Au final ils sont fort occupés par le travail et ont des enfants, ils n’ont pas le temps. 

Danielle Beeldens

Un quartier dexpatriés  

Danielle espérait aussi attirer les fonctionnaires européens des immeubles alentours. Comme ils n’ont pas de jardin, elle a pensé que ça leur manquait. Mais « c’était une erreur. Au final ils sont fort occupés par le travail et ont des enfants, ils n’ont pas le temps ». Il y a quand même quelques exceptions. comme Carla, Elena et Maggy, toutes expatriées, qui passent au potager. Carla est Allemande, Elena, Espagnole et Maggy, Anglaise. Elles parlent toutes français, mais chacune a un accent bien spécifique. Carla observe les deux frères planter l’arbre. « Maintenant, vous êtes des hommes, vous savez planter un arbre », dit-elle avec une voix grave et son accent allemand. Les jeunes sourient avec un air gêné.

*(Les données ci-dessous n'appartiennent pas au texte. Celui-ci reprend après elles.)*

Issue #69, opened 2020-01-24
Torch is fairly large to install. Consider making an optional dependency?


rflperry:

bdpedigo:
+1

PR #126, opened 2020-04-14
Optional torch

rflperry:
#### Reference Issues/PRs
#69 

Modifies installation to make torch (and dependencies for torch related files) optional

#### Any other comments?
Documentation for installation updated as well. See below

image

image


docs/install.rst
```diff
@@ -1,55 +1,69 @@
...
+
+with optional dependencies
+
 - torch
 - torchvision
 - tqdm
+- pillow
 
 Hardware requirements
 ---------------------
```
gmischl1, line 69: Can you put the single quotes around the "mvlearn" under Testing?

docs/install.rst
```diff
@@ -1,55 +1,69 @@
...
-Install the current release of ``mvlearn`` with ``pip``::
+Install the current release of ``mvlearn`` with ``pip3``::
 
-    $ pip install mvlearn
+    $ pip3 install mvlearn
 
 To upgrade to a newer release use the ``--upgrade`` flag::
 
-    $ pip install --upgrade mvlearn
+    $ pip3 install --upgrade mvlearn
```
gmischl1, line 24: How do you upgrade if you want the torch dependencies? Does this single command do it, or do you need something like 

pip install --upgrade mvlearn[torch]

gmischl1:
Just so I know, what happens if:

- Someone already installed mvlearn 0.0.1 which has SplitAE, and now decides to do 
```mvlearn
pip install --upgrade mvlearn
```
does this mean they can still use splitAE from the old version, or does that get removed for them?

- Someone has mvlearn 0.0.2 without torch, and wants to upgrade to 0.0.3 at some point in the future with torch. What command do they run?

gmischl1:
Can you add a line to the Notes section of the docstrings for DCCA and SplitAE that says something like

"this function is only available if mvlearn was installed with the optional torch dependencies" and then links to the Install page?

docs/install.rst
rflperry: see below. Tell me if refined documentation is needed.

rflperry:
> Just so I know, what happens if:
> 
> * Someone already installed mvlearn 0.0.1 which has SplitAE, and now decides to do
> 
> ```
> pip install --upgrade mvlearn
> ```
> 
> does this mean they can still use splitAE from the old version, or does that get removed for them?
> 
> * Someone has mvlearn 0.0.2 without torch, and wants to upgrade to 0.0.3 at some point in the future with torch. What command do they run?
> * Someone has mvlearn 0.0.2 without torch, but wants torch. Can they just do
> 
> ```
> pip3 install mvlearn[torch]
> ```

rflperry:
Key points:
```mvlearn
pip3 install mvlearn
```
and
```mvlearn
pip3 install mvlearn[torch]
```
differ (irrespective of an option flags) in that the latter also checks extra dependencies. Without [torch], the command will ignore those extras.

## Case 1:
### Scenario
- Someone already installed mvlearn 0.0.1 with torch and then decides to do
```mvlearn
pip3 install --upgrade mvlearn
```
### Answer
torch dependencies will remain the same as before but everything else will be updated. So, in our current case, SplitAE will still function.

## Case 2:
### Scenario
- Someone has mvlearn 0.0.2 without torch, and wants to upgrade to 0.0.3 at some point in the future with torch. What command do they run?

### Answer
```mvlearn
pip3 install --upgrade mvlearn[torch]
```
## Case 3:
### Scenario
- Someone has mvlearn 0.0.2 without torch, but wants torch. Can they just do 
```mvlearn
pip3 install mvlearn[torch]
```
### Answer
Yes

PR #127, opened 2020-04-15
Update links in README

gmischl1:
This PR fixes the links in the README so they no longer reference NeuroDataDesign github, but rather neurodata. This also fixes the ``build`` badge which previously said "unknown" but now says "passing"


rflperry:
Good catch, looks great.

PR #130, opened 2020-04-15
Kcca website fixes

theohj826:
Fixes tutorial.rst to route to new tutorial notebook and examples section in kcca.py file because it wasnt rendering before and made it shorter. Also made some small changes to tutorial notebook--> changed the training/testing ratio for linear kcca.


gmischl1:
Just one thing: in the tutorial notebook, in another markdown cell under each major header (like under the "Polynomial Kernel Implementation" and same for Gaussian), can you write something like

"Here we show how KCCA with a polynomial kernel can uncover the highly correlated latent distribution of the 2 views which are related with a polynomial relationship, and then transform the data into that latent space."

theohj826:
Thanks gavin, just added that to the tutorial notebook^

PR #132, opened 2020-04-15
Gaussian shuffle and tutorials

gmischl1:
This PR adds shuffle and random_state setting ability to the GaussianMixtures class for synthetic data generation. It also updates the gaussian mixture tutorial, and uses the gaussian mixtures in a dcca tutorial notebook.

#### Any other comments?
It also fixes minor documentation errors like missing Attributes section in GaussianMixtures


mvlearn/datasets/gaussian_mixture.py
```diff
@@ -139,6 +181,12 @@ def __init__(self, mu, sigma, n, class_probs=None):
                 ]
             )
 
+        if self.shuffle:
+            np.random.seed(self.shuffle_random_state)
```
rflperry, line 185: Correct me but I believe this would shuffle y and latent independently if shuffle_random_state is None.

rflperry: Shuffle a list of indices and apply to both

rflperry:
There appears to be a conflict too, with docs/tutorials.rst

mvlearn/datasets/gaussian_mixture.py
gmischl1: I also set the random seed before I shuffle the labels below though. I plotted both and I believe they are shuffled correctly.

gmischl1:
Fixed issue with seeding for shuffle.

PR #133, opened 2020-04-19
Fix import

rflperry:
Importing without torch fails because it attempts to import files which import torch

### DIFF
--- a/.travis.yml
+++ b/.travis.yml
@@ -3,6 +3,7 @@ language: python
 branches:
   only:
   - master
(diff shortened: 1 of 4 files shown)


gmischl1:
Is there a way you can generate a warning if the user tries to import SplitAE or DCCA without having torch?

rflperry:
updated with warning. Tell me if if looks good and I'll PR it. I think the travis is just weird because of the torch imports.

Une fois l’abricotier enlevé du pot, il faut le placer bien droit dans le trou. Sous le regard attentif de Danielle, les deux frères s’exécutent. Ils rebouchent le trou, aplatissent la terre. C’est plié. Il leur a fallu une heure. « Madame, on a fini », dit le plus petit des deux, avant de ranger ses outils. Danielle leur donne un défraiement de 20 euros. Le petit tend sa main pour recevoir l’argent, mais le grand frère se saisit des deux billets et les glisse dans sa poche. Le petit se plie avec un air désespéré à l’autorité de son grand frère.

Un potager collectif comme celui de Danielle peut-t-il réellement rassembler un quartier aussi divisé de Bruxelles ? Elle veut y croire, mais il semble difficile de rassembler les différentes populations de la deuxième ville la plus cosmopolite au monde.